==== THE DATA

PR #17, opened 2018-08-10
Fix build_values mapping check

leafty:
The yaml parser creates objects which do not have `dict` as a parent class, but `collections.abc.MutableMapping`.

See source for `ruamel.yaml.comments.CommentedMap`: https://bitbucket.org/ruamel/yaml/src/c177aa5d95fd92911eba4b40d60ac20b4e940105/comments.py?at=default&fileviewer=file-view-default#comments.py-595

### DIFF
--- a/chartpress.py
+++ b/chartpress.py
@@ -7,8 +7,9 @@ This is used as part of the JupyterHub and Binder projects.
 
 import argparse
 import os
-import subprocess
 import shutil
+import subprocess
+from collections.abc import MutableMapping
 from tempfile import TemporaryDirectory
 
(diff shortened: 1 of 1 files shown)


consideRatio:
@betatim @leafty #18 :D We almost have the exact same PRs

- Should we use MutableMapping or Mapping? [MutableMapping inherits from Mapping](https://docs.python.org/3/library/collections.abc.html#collections-abstract-base-classes).

I figure we should use MutableMapping, as we are modifying the object we check for being either Mapping or MutableMapping, so if it isn't mutable we fail later anyhow!

I'm closing my PR.

PR #20, opened 2018-08-15
Coerce ruamel.yaml seq to be python list

### LINKED ISSUE #19: TypeError: can only concatenate list (not "CommentedSeq") to list
It seems that updates from `ruamel.yaml` continue to affect chartpress.

Related: https://github.com/jupyterhub/chartpress/pull/17

Both issues come from the changes in `ruamel.yaml` changing the hierarchy of yaml objects.

leafty:
Fix #19


betatim:
Looks good to me. Let's merge this now, and discuss pinning in a new issue? I'd be +1 for pinning.

PR #28, opened 2018-12-13
provide a reset option to reset image tags and chart version

rokroskar:
Provide a `--sanitize` option to reset the image tags. This is useful to avoid committing unwanted changes to chart image tags.

### DIFF
--- a/chartpress.py
+++ b/chartpress.py
@@ -191,7 +191,7 @@ def image_needs_building(image):
     return image_needs_pushing(image)
 
 
-def build_images(prefix, images, tag=None, commit_range=None, push=False, chart_version=None):
+def build_images(prefix, images, tag=None, commit_range=None, push=False, chart_version=None, sanitize=False):
     """Build a collection of docker images
 
     Args:
@@ -227,10 +227,20 @@ def build_images(prefix, images, tag=None, commit_range=None, push=False, chart_
         image_name = prefix + name
         image_spec = '{}:{}'.format(image_name, image_tag)
 
+        if sanitize:
+            image_tag = 'latest'
+
         value_modifications[options['valuesPath']] = {
             'repository': image_name,
             'tag': SingleQuotedScalarString(image_tag),
         }
+
+        if sanitize:
+            continue
+
+        if tag is None and commit_range and not path_touched(*paths, commit_range=commit_range):
+            print(f"Skipping {name}, not touched in {commit_range}")
+            continue
 
         template_namespace = {
             'LAST_COMMIT': last_commit,
@@ -289,7 +299,7 @@ def build_values(name, values_mods):
         yaml.dump(values, f)
 
 
-def build_chart(name, version=None, paths=None):
+def build_chart(name, version=None, paths=None, sanitize=False):
     """Update chart with specified version or last-modified commit in path(s)"""
     chart_file = os.path.join(name, 'Chart.yaml')
     with open(chart_file) as f:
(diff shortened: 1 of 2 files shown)


setup.py
```diff
@@ -44,9 +44,9 @@ def run(self):
     license="BSD",
     platforms="Linux, Mac OS X",
     keywords=['helm', 'kubernetes'],
-    python_requires=">=3.4",
+    python_requires=">=3.6",
     install_requires=[
-        'ruamel.yaml>=0.15',
+        'ruamel.yaml<=0.15.54',
```
minrk: dependencies shouldn't be pinned down

chartpress.py
```diff
@@ -289,6 +299,8 @@ def main():
         help='extra message to add to the commit message when publishing charts')
     argparser.add_argument('--image-prefix', default=None,
         help='override image prefix with this value')
+    argparser.add_argument('--sanitize', action='store_true',
```
minrk: Sanitize is a surprising name, and it isn't clear what "clean up image tags" means. Is this resetting to the original state (i.e. the same as `git checkout -- chart`)? If so, I might call it `--reset`, and give a more detailed explanation of what it does.

setup.py
rokroskar: this might be a relic from a few months back -- updates to the `ruamel` library tend to cause unpredictable behavior at times

chartpress.py
rokroskar: yes, `--reset` may be a better name. It's like a `git checkout -- chart` except that in that case it's annoying to have to juggle commits. 

The idea here is really just to undo the image tag and chart version changes of `chartpress` to keep the diff cleaner. I've found it reasonable to keep image tags at `latest` in the codebase, and only change them in published charts. However, that might not work for everyone so maybe specifying a different "reset" tag/version would be the way to go. However, in that case maybe all that is needed is to have a `--skip-build` option with `--tag`.

minrk: putting the resetTag in chartpress.yaml would be a way to allow charts to pick what they use (we use an explicitly invalid `set-by-chartpress`, since installing from git without rendering doesn't make sense for our charts)

rokroskar: +1 on the `set-by-chartpress`. I will implement the `resetTag` option and rename `--sanitize` to `--reset`.

setup.py
minrk: Any time that happens would be a bug to be fixed. New releases of ruamel.yaml shouldn't force new releases of chartpress. If pin-down is desired, it should go in a given project's CI requirements.txt, never a library's strictly enforced dependencies.

rokroskar:
@minrk apologies for the long delay with this PR - I've addressed the comments, please re-review.

fgeorgatos:
@minrk : could we revive this PR? any pending comments?

chartpress.py
```diff
@@ -232,6 +234,13 @@ def build_images(prefix, images, tag=None, commit_range=None, push=False, chart_
             'tag': SingleQuotedScalarString(image_tag),
         }
 
+        if skip_build:
+            continue
+
+        if tag is None and commit_range and not path_touched(*paths, commit_range=commit_range):
```
minrk: This conditional should be removed, I think. This logic is below. Perhaps added by a sync with master?

rokroskar: ah yes, most likely a rebase error, thanks

minrk:
Thanks!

========

▶ [ASSIGNMENT]: Write the entries out once more, exactly as they appear.

▶ [TASK RESPONSE]:
PR #17, opened 2018-08-10
Fix build_values mapping check

leafty:
The yaml parser creates objects which do not have `dict` as a parent class, but `collections.abc.MutableMapping`.

See source for `ruamel.yaml.comments.CommentedMap`: https://bitbucket.org/ruamel/yaml/src/c177aa5d95fd92911eba4b40d60ac20b4e940105/comments.py?at=default&fileviewer=file-view-default#comments.py-595

### DIFF
--- a/chartpress.py
+++ b/chartpress.py
@@ -7,8 +7,9 @@ This is used as part of the JupyterHub and Binder projects.
 
 import argparse
 import os
-import subprocess
 import shutil
+import subprocess
+from collections.abc import MutableMapping
 from tempfile import TemporaryDirectory
 
(diff shortened: 1 of 1 files shown)


consideRatio:
@betatim @leafty #18 :D We almost have the exact same PRs

- Should we use MutableMapping or Mapping? [MutableMapping inherits from Mapping](https://docs.python.org/3/library/collections.abc.html#collections-abstract-base-classes).

I figure we should use MutableMapping, as we are modifying the object we check for being either Mapping or MutableMapping, so if it isn't mutable we fail later anyhow!

I'm closing my PR.

PR #20, opened 2018-08-15
Coerce ruamel.yaml seq to be python list

### LINKED ISSUE #19: TypeError: can only concatenate list (not "CommentedSeq") to list
It seems that updates from `ruamel.yaml` continue to affect chartpress.

Related: https://github.com/jupyterhub/chartpress/pull/17

Both issues come from the changes in `ruamel.yaml` changing the hierarchy of yaml objects.

leafty:
Fix #19


betatim:
Looks good to me. Let's merge this now, and discuss pinning in a new issue? I'd be +1 for pinning.

PR #28, opened 2018-12-13
provide a reset option to reset image tags and chart version

rokroskar:
Provide a `--sanitize` option to reset the image tags. This is useful to avoid committing unwanted changes to chart image tags.

### DIFF
--- a/chartpress.py
+++ b/chartpress.py
@@ -191,7 +191,7 @@ def image_needs_building(image):
     return image_needs_pushing(image)
 
 
-def build_images(prefix, images, tag=None, commit_range=None, push=False, chart_version=None):
+def build_images(prefix, images, tag=None, commit_range=None, push=False, chart_version=None, sanitize=False):
     """Build a collection of docker images
 
     Args:
@@ -227,10 +227,20 @@ def build_images(prefix, images, tag=None, commit_range=None, push=False, chart_
         image_name = prefix + name
         image_spec = '{}:{}'.format(image_name, image_tag)
 
+        if sanitize:
+            image_tag = 'latest'
+
         value_modifications[options['valuesPath']] = {
             'repository': image_name,
             'tag': SingleQuotedScalarString(image_tag),
         }
+
+        if sanitize:
+            continue
+
+        if tag is None and commit_range and not path_touched(*paths, commit_range=commit_range):
+            print(f"Skipping {name}, not touched in {commit_range}")
+            continue
 
         template_namespace = {
             'LAST_COMMIT': last_commit,
@@ -289,7 +299,7 @@ def build_values(name, values_mods):
         yaml.dump(values, f)
 
 
-def build_chart(name, version=None, paths=None):
+def build_chart(name, version=None, paths=None, sanitize=False):
     """Update chart with specified version or last-modified commit in path(s)"""
     chart_file = os.path.join(name, 'Chart.yaml')
     with open(chart_file) as f:
(diff shortened: 1 of 2 files shown)


setup.py
```diff
@@ -44,9 +44,9 @@ def run(self):
     license="BSD",
     platforms="Linux, Mac OS X",
     keywords=['helm', 'kubernetes'],
-    python_requires=">=3.4",
+    python_requires=">=3.6",
     install_requires=[
-        'ruamel.yaml>=0.15',
+        'ruamel.yaml<=0.15.54',
```
minrk: dependencies shouldn't be pinned down

chartpress.py
```diff
@@ -289,6 +299,8 @@ def main():
         help='extra message to add to the commit message when publishing charts')
     argparser.add_argument('--image-prefix', default=None,
         help='override image prefix with this value')
+    argparser.add_argument('--sanitize', action='store_true',
```
minrk: Sanitize is a surprising name, and it isn't clear what "clean up image tags" means. Is this resetting to the original state (i.e. the same as `git checkout -- chart`)? If so, I might call it `--reset`, and give a more detailed explanation of what it does.

setup.py
rokroskar: this might be a relic from a few months back -- updates to the `ruamel` library tend to cause unpredictable behavior at times

chartpress.py
rokroskar: yes, `--reset` may be a better name. It's like a `git checkout -- chart` except that in that case it's annoying to have to juggle commits. 

The idea here is really just to undo the image tag and chart version changes of `chartpress` to keep the diff cleaner. I've found it reasonable to keep image tags at `latest` in the codebase, and only change them in published charts. However, that might not work for everyone so maybe specifying a different "reset" tag/version would be the way to go. However, in that case maybe all that is needed is to have a `--skip-build` option with `--tag`.

minrk: putting the resetTag in chartpress.yaml would be a way to allow charts to pick what they use (we use an explicitly invalid `set-by-chartpress`, since installing from git without rendering doesn't make sense for our charts)

rokroskar: +1 on the `set-by-chartpress`. I will implement the `resetTag` option and rename `--sanitize` to `--reset`.

setup.py
minrk: Any time that happens would be a bug to be fixed. New releases of ruamel.yaml shouldn't force new releases of chartpress. If pin-down is desired, it should go in a given project's CI requirements.txt, never a library's strictly enforced dependencies.

rokroskar:
@minrk apologies for the long delay with this PR - I've addressed the comments, please re-review.

fgeorgatos:
@minrk : could we revive this PR? any pending comments?

chartpress.py
```diff
@@ -232,6 +234,13 @@ def build_images(prefix, images, tag=None, commit_range=None, push=False, chart_
             'tag': SingleQuotedScalarString(image_tag),
         }
 
+        if skip_build:
+            continue
+
+        if tag is None and commit_range and not path_touched(*paths, commit_range=commit_range):
```
minrk: This conditional should be removed, I think. This logic is below. Perhaps added by a sync with master?

rokroskar: ah yes, most likely a rebase error, thanks

minrk:
Thanks!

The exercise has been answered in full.